▶ Task requirements
Where the string "internal" appears in a line of the material below, copy that line.

▶ Study material
Issue #840, opened 2023-10-18
The internal browser is outdated


wimjongman:
We cannot receive youtube anymore in the internal browser.

![image](https://github.com/eclipse-platform/eclipse.platform.ui/assets/180969/97db8923-4ecd-444d-8df9-a8b0836dc26f)

vogella:
Most likely Windows. I have seem that too. I think SWT still uses IE on Windows.

Phillipus:
Assuming you're on Windows you could use Edge by adding this to eclipse.ini (and make sure Edge Runtime is installed):

`-Dorg.eclipse.swt.browser.DefaultType=edge`

But you'll find other issues using Edge:

https://github.com/eclipse-platform/eclipse.platform.swt/issues?q=edge+browser

vogella:
@Phillipus can Eclipse use the internal Edge browser? I though that was not possible and requires an extra installation of Edge.

vogella:
@Phillipus awesome to hear that Windows 11 provides Edge. I think if SWT runs on Windows 11 we should in this case default to Edge instead of the unmaintained IE API

HeikoKlare:
The premature state of the Edge browser can also be seen in #672. I tried to enable the browser tests for Edge with that PR, but did not yet get it running properly. Still you can see in the PR how many tests have to be disabled for the Edge browser because either there is no API for the functionality or because it has not been implemented in SWT yet.

eliasbalasis:
I understand the problem and even though there is still a temporary workaround using `Dorg.eclipse.swt.browser.DefaultType=edge` at eclipse/lsp4e#820 it is not permanent and may start breaking going forward.

Unfortunately, I don't have enough familiarity to contribute, but I do need to stress the importance.

Phillipus:
Even if Edge-related bugs are fixed a major issue to address is https://github.com/eclipse-platform/eclipse.platform.swt/issues/213, and see [this comment](https://github.com/eclipse-platform/eclipse.platform.swt/issues/213#issuecomment-1773736860).

eliasbalasis:
It starts sounding like the tip of the iceberg.

eliasbalasis:
In relation to eclipse/lsp4e#820

On Eclipse 2023-09 with m2e 2.4.0
`-Dorg.eclipse.swt.browser.DefaultType=edge` is not needed anymore on Windows OS.

wimjongman:
[...]

Issue #1466, opened 2024-09-12
Edge: Roadmap to making edge the default browser on Windows


sratz:
## Background
The Internet Explorer engine on Windows is still the default engine to date.
This engine however is heavily out-of-date and does not support the latest HTML/JS features imperative for modern developments.

The Edge implementation is available via `SWT.EDGE` flag or via `-Dorg.eclipse.swt.browser.DefaultType=edge` vm arg.

## Goal
The goal should be to make the Edge implementation the default browser engine on Windows.

## Proposal
- Use this (umbrella) issue to keep track of open issues and to categorize them by severity
- Once we have a stable enough state with no blockers, test-drive the Edge implementation by temporarily making it the default in the Platform I-Builds.
- Based on this test drive:
  - Collect more bugs and issues
  - Revert back to IE, if critical

## Issues
- Edge related Issues / PRs: https://github.com/eclipse-platform/eclipse.platform.swt/labels/edge

### Blocker / Major
- #730
- #1122
- #1013
- #738
- #671
- #669
- #213
- #212
- #1464
- #1529
- #1540
- #1845

### Minor
- #1408
- #1640
- #1771
- #1848
- #373
- #1857

### Uncategorized
- #1375
- #20
- #1581
- #1592
- #1670
- #1664

### PDE
* https://github.com/eclipse-pde/eclipse.pde/issues/1509

### Out-of-scope (e.g. Edge-specific API)
- #207
- #1834

### Browser-agnostic feature requests
- #283

konczdev:
Can #1834 be added to the scope of this issue? Without this sites behind Azure AD authentication (typically in enterprise environment) cannot be loaded with the current Edge implementation.

sratz:
> Can [#1834](https://github.com/eclipse-platform/eclipse.platform.swt/pull/1834) be added to the scope of this issue? Without this sites behind Azure AD authentication (typically in enterprise environment) cannot be loaded with the current Edge implementation.

Azure AD auth never worked in IE, did it? 

Then I don't consider it as part of the scope or replacing IE with Edge, but as additional functional requirement to be tracked separately.

selundqma:
Using Eclipse 4.35 with the Edge implementation used as default, I see a delay between my dialog showing with the Browser component and the text appearing. Also a very short text shows the same delay.. like "HELLO". If I use the SWT.IE flag, the delay is gone.

HeikoKlare:
[...]

PR #1637, opened 2024-12-06
Use Edge/WebView2 as the default browser on Windows #1466

HeikoKlare:
This change replaces Internet Explorer as the default browser used on Windows with Edge/WebView2.

Internet Explorer is progressively taken out of support while Edge/WebView2 and replace by Edge/WebView2. It provides a more future-proof browser integration capability for SWT on Windows, with better capabilities, performance, and development tooling support.

This change consists of the following:
- Introduce SWT flag SWT.IE to be used for Browser to create an Internet Explorer instance
- Adapt mapping of existing VM argument for default browser to map "ie" to new Internet Explorer flag and use Edge as default
- Make SWT Browser instantiate Edge on Windows by default, i.e., unless the flag SWT.IE is specified
- Adapt the SWT ControlExample to represent the SWT.IE flag and properly switch between Edge, Internet Explorer and default
- Adapt Browser tests to consider to new default configuration

Contributes to https://github.com/eclipse-platform/eclipse.platform.swt/issues/1466
Fixes https://github.com/eclipse-platform/eclipse.platform.swt/issues/840

### DIFF
--- a/bundles/org.eclipse.swt/Eclipse SWT Browser/common/org/eclipse/swt/browser/Browser.java
+++ b/bundles/org.eclipse.swt/Eclipse SWT Browser/common/org/eclipse/swt/browser/Browser.java
@@ -182,10 +182,10 @@ static int checkStyle(int style) {
 				if (current.equalsIgnoreCase ("webkit")) { //$NON-NLS-1$
 					DefaultType = SWT.WEBKIT;
 					break;
+				} else if (current.equalsIgnoreCase ("ie") && "win32".equals (platform)) { //$NON-NLS-1$ //$NON-NLS-2$
+					DefaultType = SWT.IE;
 				} else if (current.equalsIgnoreCase ("edge") && "win32".equals (platform)) { //$NON-NLS-1$ //$NON-NLS-2$
 					DefaultType = SWT.EDGE;
-				} else if (current.equalsIgnoreCase ("ie") && "win32".equals (platform)) { //$NON-NLS-1$ //$NON-NLS-2$
-					DefaultType = SWT.NONE;
 					break;
 				}
 				index = newIndex + 1;
@@ -196,7 +196,7 @@ static int checkStyle(int style) {
 		}
 	}
 	/* If particular backend isn't specified, use the value from the system property. */
-	if ((style & (SWT.WEBKIT | SWT.EDGE)) == 0) {
+	if ((style & (SWT.WEBKIT | SWT.IE | SWT.EDGE)) == 0) {
 		style |= DefaultType;
 	}
 	if ("win32".equals (platform) && (style & SWT.EDGE) != 0) { //$NON-NLS-1$
--- a/bundles/org.eclipse.swt/Eclipse SWT/win32/org/eclipse/swt/widgets/Control.java
+++ b/bundles/org.eclipse.swt/Eclipse SWT/win32/org/eclipse/swt/widgets/Control.java
@@ -3686,9 +3686,9 @@ public void setRedraw (boolean redraw) {
 }
 
 private boolean embedsWin32Control () {
-	if (this instanceof Browser) {
+	if (this instanceof Browser browser) {
 		// The Edge browser embeds webView2
-		return (getStyle() & SWT.EDGE) != 0;
+		return "edge".equals(browser.getBrowserType());
 	}
 
 	if (this instanceof OleClientSite) {
--- a/binaries/org.eclipse.swt.cocoa.macosx.aarch64/.settings/.api_filters
+++ b/binaries/org.eclipse.swt.cocoa.macosx.aarch64/.settings/.api_filters
@@ -456,6 +456,14 @@
             </message_arguments>
         </filter>
     </resource>
+    <resource path="Eclipse SWT/common/org/eclipse/swt/SWT.java" type="org.eclipse.swt.SWT">
+        <filter id="336658481">
+            <message_arguments>
+                <message_argument value="org.eclipse.swt.SWT"/>
+                <message_argument value="IE"/>
+            </message_arguments>
+        </filter>
+    </resource>
     <resource path="META-INF/MANIFEST.MF">
         <filter id="926941240">
             <message_arguments>
--- a/binaries/org.eclipse.swt.cocoa.macosx.x86_64/.settings/.api_filters
+++ b/binaries/org.eclipse.swt.cocoa.macosx.x86_64/.settings/.api_filters
@@ -456,6 +456,14 @@
             </message_arguments>
         </filter>
     </resource>
+    <resource path="Eclipse SWT/common/org/eclipse/swt/SWT.java" type="org.eclipse.swt.SWT">
+        <filter id="336658481">
+            <message_arguments>
+                <message_argument value="org.eclipse.swt.SWT"/>
+                <message_argument value="IE"/>
+            </message_arguments>
+        </filter>
+    </resource>
     <resource path="META-INF/MANIFEST.MF">
         <filter id="926941240">
             <message_arguments>
--- a/binaries/org.eclipse.swt.gtk.linux.aarch64/.settings/.api_filters
+++ b/binaries/org.eclipse.swt.gtk.linux.aarch64/.settings/.api_filters
@@ -456,6 +456,14 @@
             </message_arguments>
         </filter>
     </resource>
+    <resource path="Eclipse SWT/common/org/eclipse/swt/SWT.java" type="org.eclipse.swt.SWT">
+        <filter id="336658481">
+            <message_arguments>
+                <message_argument value="org.eclipse.swt.SWT"/>
+                <message_argument value="IE"/>
+            </message_arguments>
+        </filter>
+    </resource>
     <resource path="META-INF/MANIFEST.MF">
         <filter id="926941240">
             <message_arguments>
--- a/binaries/org.eclipse.swt.gtk.linux.loongarch64/.settings/.api_filters
+++ b/binaries/org.eclipse.swt.gtk.linux.loongarch64/.settings/.api_filters
@@ -456,6 +456,14 @@
             </message_arguments>
         </filter>
     </resource>
+    <resource path="Eclipse SWT/common/org/eclipse/swt/SWT.java" type="org.eclipse.swt.SWT">
+        <filter id="336658481">
+            <message_arguments>
+                <message_argument value="org.eclipse.swt.SWT"/>
+                <message_argument value="IE"/>
+            </message_arguments>
+        </filter>
+    </resource>
     <resource path="META-INF/MANIFEST.MF">
         <filter id="926941240">
             <message_arguments>
--- a/binaries/org.eclipse.swt.gtk.linux.ppc64le/.settings/.api_filters
+++ b/binaries/org.eclipse.swt.gtk.linux.ppc64le/.settings/.api_filters
@@ -456,6 +456,14 @@
             </message_arguments>
         </filter>
     </resource>
+    <resource path="Eclipse SWT/common/org/eclipse/swt/SWT.java" type="org.eclipse.swt.SWT">
+        <filter id="336658481">
+            <message_arguments>
+                <message_argument value="org.eclipse.swt.SWT"/>
+                <message_argument value="IE"/>
+            </message_arguments>
+        </filter>
+    </resource>
     <resource path="META-INF/MANIFEST.MF">
         <filter id="926941240">
             <message_arguments>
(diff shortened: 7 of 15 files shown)


bundles/org.eclipse.swt/Eclipse SWT Browser/common/org/eclipse/swt/browser/Browser.java
```diff
@@ -182,9 +182,9 @@ static int checkStyle(int style) {
 				if (current.equalsIgnoreCase ("webkit")) { //$NON-NLS-1$
 					DefaultType = SWT.WEBKIT;
 					break;
-				} else if (current.equalsIgnoreCase ("edge") && "win32".equals (platform)) { //$NON-NLS-1$ //$NON-NLS-2$
-					DefaultType = SWT.EDGE;
 				} else if (current.equalsIgnoreCase ("ie") && "win32".equals (platform)) { //$NON-NLS-1$ //$NON-NLS-2$
+					DefaultType = SWT.IE;
+				} else if (current.equalsIgnoreCase ("edge") && "win32".equals (platform)) { //$NON-NLS-1$ //$NON-NLS-2$
```
fedejeanne, line 187: This change breaks the following check (introduced by #1588) and therefore brings back the flickering:

https://github.com/amartya4256/eclipse.platform.swt/blob/7cee4b6bc7c8c2ef3059129b6a0dec765c5eb0b5/bundles/org.eclipse.swt/Eclipse%20SWT/win32/org/eclipse/swt/widgets/Control.java#L3691

The solution is to change the check in `Control`

```
if (this instanceof Browser) {
	// The Edge browser (default in Windows) embeds webView2
	return (getStyle() & SWT.IE) == 0;
}
```

fedejeanne (changes requested):

bundles/org.eclipse.swt/Eclipse SWT Browser/common/org/eclipse/swt/browser/Browser.java
```diff
@@ -182,9 +182,9 @@ static int checkStyle(int style) {
...
 					DefaultType = SWT.NONE;
```
sratz, line 188: Couldn't we also just set `SWT.EDGE` here explicitly instead of `NONE`?

bundles/org.eclipse.swt/Eclipse SWT Browser/common/org/eclipse/swt/browser/Browser.java
HeikoKlare: Thanks for the pointer! I have developed on a state without that PR, so I missed that usage of the flag. I will update the PR accordingly.

bundles/org.eclipse.swt/Eclipse SWT Browser/common/org/eclipse/swt/browser/Browser.java
HeikoKlare: Yes, we could. The result should be the same. I thought this could make explicit that Edge is default and ensure that we do not have different behavior depending on whether the flag is `NONE` or `EDGE`. But I agree that this should be ensured elsewhere and in case someone explicitly specifies "edge", we can/should also explicitly set the according flag. I will update the PR accordingly.

fedejeanne: In that case I would say:
- Get rid of the `else if (current.equalsIgnoreCase ("edge") ...` block altogether
- Change this a few lines below:

```java
if (DefaultType == SWT.DEFAULT) {
	DefaultType = SWT.EDGE; // was SWT.NONE
}
```

BTW that would also fix the flickering so there would be no need for this fix: https://github.com/eclipse-platform/eclipse.platform.swt/pull/1637#discussion_r1875768494

HeikoKlare: The code is OS independent, so we cannot simply set default to Edge. And since "edge" was (and still is) an explicit flag, we should have code documenting its purpose (even though it becomes kind of a no-op with this change).

bundles/org.eclipse.swt/Eclipse SWT Browser/common/org/eclipse/swt/browser/Browser.java
HeikoKlare: Fixed with 075d949

bundles/org.eclipse.swt/Eclipse SWT Browser/common/org/eclipse/swt/browser/Browser.java
HeikoKlare: Updated with 075d949

bundles/org.eclipse.swt/Eclipse SWT Browser/common/org/eclipse/swt/browser/Browser.java
fedejeanne: My pleasure.

One thing though: checking for `(getStyle() & (SWT.NONE | SWT.EDGE)) != 0` like 1b76c75e2f517c4265ca75df588e540aabbb61c7 does is not good enough because `x & SWT.NONE == 0` which means that `embedsWind32Control` will always return `false`.

## How to test
- Add one `sysout` in `Control::setRedraw`
```java
if (!redraw && isShown && embedsWin32Control()) {
	System.out.println("Embeds"); // add this one
	return;
}
```
- Start the _Runtime Application_ without any special parameters (use the default browser)
- Resize the _Javadoc_ view.

You'll see that the console does **not** print any `Embeds`

bundles/org.eclipse.swt/Eclipse SWT/win32/org/eclipse/swt/widgets/Control.java
```diff
@@ -3688,7 +3688,7 @@ public void setRedraw (boolean redraw) {
 private boolean embedsWin32Control () {
 	if (this instanceof Browser) {
 		// The Edge browser embeds webView2
-		return (getStyle() & SWT.EDGE) != 0;
+		return (getStyle() & SWT.IE) == 0;
```
sratz, line 3691: Now that we always have the "EDGE" flag set, I think we should keep this check as it was before

bundles/org.eclipse.swt/Eclipse SWT Browser/common/org/eclipse/swt/browser/Browser.java
```diff
@@ -196,7 +196,7 @@ static int checkStyle(int style) {
 		}
 	}
 	/* If particular backend isn't specified, use the value from the system property. */
-	if ((style & (SWT.WEBKIT | SWT.EDGE)) == 0) {
+	if ((style & (SWT.WEBKIT | SWT.IE)) == 0) {
```
sratz, line 199:
```suggestion
	if ((style & (SWT.WEBKIT | SWT.EDGE | SWT.IE)) == 0) {
```

bundles/org.eclipse.swt/Eclipse SWT Browser/common/org/eclipse/swt/browser/Browser.java
HeikoKlare: I already did that with my recent commit, or do I misunderstand the comment?

bundles/org.eclipse.swt/Eclipse SWT/win32/org/eclipse/swt/widgets/Control.java
HeikoKlare: We do not always have the flag set. By default, the style flag will simply be `SWT.NONE`.

fedejeanne: In its current state (075d949dc7e5f3c27e68075e75a9126c82913767) this wouldn't work because `SWT.EDGE` is set `if (current.equalsIgnoreCase ("edge") && "win32".equals (platform))` which means one has to explicitly provide the parameter. Not providing any parameter still sets the style to `SWT.NONE`

bundles/org.eclipse.swt/Eclipse SWT Browser/common/org/eclipse/swt/browser/Browser.java
HeikoKlare: Fixed with 428a039.

bundles/org.eclipse.swt/Eclipse SWT/win32/org/eclipse/swt/widgets/Control.java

▶ Task result
The internal browser is outdated
We cannot receive youtube anymore in the internal browser.
@Phillipus can Eclipse use the internal Edge browser? I though that was not possible and requires an extra installation of Edge.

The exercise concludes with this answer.